What this task involves: Among the lines of the material below, count those holding "const". Report the number by itself.

[Opening Entries provided section]

PR #480, opened 2018-10-12
Token manager updates

bpierre:


apps/token-manager/app/src/App.js
```diff
@@ -41,31 +42,45 @@ class App extends React.Component {
...
-    const toMint = new BN(`${amountConverted}`, 10)
-    app.mint(recipient, toMint.toString())
+    const amountRounded = Math.floor(parseFloat(amount) * tokenDecimalsBase)
+    const amountValue = new BN(`${amountRounded}`, 10).toString()
+
+    if (mode === 'assign') {
+      app.mint(holder, amountValue)
+    }
+    if (mode === 'remove') {
+      app.burn(holder, amountValue)
```
bpierre: @sohkai do you know why this doesn’t work? `BURN_ROLE` doesn’t appear in the `artifact.json`.

sohkai: We completely forgot it before on 0.5. The current Rinkeby instances would need a redeployment with a re-gened `artifact.json` now that https://github.com/aragon/aragon-apps/pull/477 is merged.

Let's just make sure this works on the new DAOs :).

[Closing Entries provided section]

Solution: 3